Radiological findings of our CVD-IP patients were comparable to those of AE in IPF, as described previously.6, 14, 25 We found new, extensive ground-glass opacity mostly with patchy air space consolidation, superimposed on background reticular abnormality. In laboratory findings, in addition to severe hypoxemia, marked elevations of serum CRP and LDH levels were observed. Interestingly, the serum levels of KL-6, a marker of interstitial pneumonia, were strikingly increased in all patients tested at the onset of AE. Similarly, in IPF, the serum levels of KL-6 were shown to be elevated at AE, which suggests that this can be used as a marker of this condition. A few data are available on BAL findings of AE, and neutrophilia in BAL fluid has been reported.2, 4, 8 We performed BAL in only one patient, and marked neutrophilia was noted.

Little is known about the causative factors of AE of IPF. Several studies have suggested that surgical lung biopsy may cause AE.10, 27 In agreement with those observations, AE occurred immediately after surgical lung biopsy in one patient with pSS-IP. In the remaining five patients, however, the causative factors of this condition were not determined. Interestingly, the activity of the underlying CVD was stable in all patients at the onset of AE. This suggests that development of AE is not associated with deterioration of the underlying CVD, and can occur in patients in a stable condition. In addition, no data are available about the predictive factors for AE at the initial diagnosis. We found that age and RA diagnosis were significantly associated with AE using by univariate Cox's proportional hazards regression models. In addition, we demonstrated that age remained significant in multivariate Cox's proportional hazards regression models, suggesting that CVD-IP patients with higher ages are more likely to develop AE.

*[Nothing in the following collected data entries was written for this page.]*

PR #8678, opened 2025-05-13
all: smoother the logout function (fixes #8547)

### LINKED ISSUE #8457: reports: dynamically load the charts based on available data

### LINKED ISSUE #8547: navbar: logout should route to community page
Now that the public community page is out of beta, we can update the logout button to route to the community page instead of the login page.

Some things to consider:

- If the user is on a voices post, try to maintain that url instead of routing to `/`.
- If the user is on the community page, we should make sure the private tabs (i.e. "Community Leaders", "Services", etc.) are removed from view. If the user was actively on one of those tabs make sure it transitions to voices after removal.

3011089503:
fixes #8547

Uploading 录屏2025-05-13 下午1.16.54.mov…

### DIFF
--- a/src/app/home/home.component.ts
+++ b/src/app/home/home.component.ts
@@ -188,26 +188,38 @@ export class HomeComponent implements OnInit, DoCheck, AfterViewChecked, OnDestr
 
   logoutClick() {
     const configuration = this.stateService.configuration;
+  
     const errorCatch = error => {
-      console.log(error);
+      console.log('Logout error:', error);
       return of({});
     };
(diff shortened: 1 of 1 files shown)


Mutugiii (changes requested):
A good start, but currently I'm not being rerouted to the community page
image


Also a few things to to point out with regards to the PR format:
- Looks like you referenced the wrong issue in the title & description
- Your demo video didn't fully upload
- Watch out for unnessary whitespaces and indentation changes

Mutugiii:
Closing in favour of #8700

Issue #8695, opened 2025-05-21
Prebuild not running on master


paulbert:
The script to run prebuild to build the base image with new npm packages is not running on the master branch, only on PR builds.

Need to update the script so it correctly detects changes for package.json and runs on master branch.

Also consider readding functionality to manually run an update of the `planet-base:latest` image.

paulbert:
Fixed in #8696

PR #8696, opened 2025-05-21
actions: smoother release prebuild

paulbert:
Makes a few changes for the prebuild release:

- When merged to master, looks back one commit to compare package.json against previous master instead of current master
- Adds a condition to allow the prebuild step to run manually again
- Rename the script to a more descriptive script name

It also reverts the ramda package to the previous version which should trigger the prebuild again.


paulbert:
Fixes #8695

dogi (approved):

Despite intensive anti-inflammatory and immunosuppressive therapies, the outcome associated with AE of CVD-IP was poor in our patients. All patients were treated with high-dose corticosteroids, and four of them also received immunosuppressive agents, such as cyclophosphamide and cyclosporine. However, five (83.3%) of our six patients died of respiratory failure. This poor outcome of our CVD-IP patients was similar to that in AE of IPF.3, 4, 5, 6 Consistent with our observations, all four patients with AE of CVD-IP reported by Park et al. died. These data suggest that AE of CVD-IP is characterized by poor prognosis, which is comparable to that of IPF.

There are several limitations to the present study. First, this was a retrospective study, so there were selection and recall biases. Second, the study population was restricted to biopsy-proven cases, and may not accurately reflect the general population of CVD-IP patients. Third, although this study included a relatively large proportion of patients with AE in CVD-IP, the sample size was still too small to determine the precise incidence and clinical characteristics of this condition. Future studies will be required in a large number of patients to confirm our observations.

In conclusion, the present study demonstrated that AE occurred in CVD-IP with poor prognosis, and this condition in CVD-IP closely resembled AE of IPF. In addition, AE is most common in RA, and significantly associated with higher ages. Although AE occurs less frequently in CVD-IP than in IPF, attention should be made on this distinct condition of CVD-IP.

Conflict of interest statement

None of the authors has declared any conflict of interest related to this work.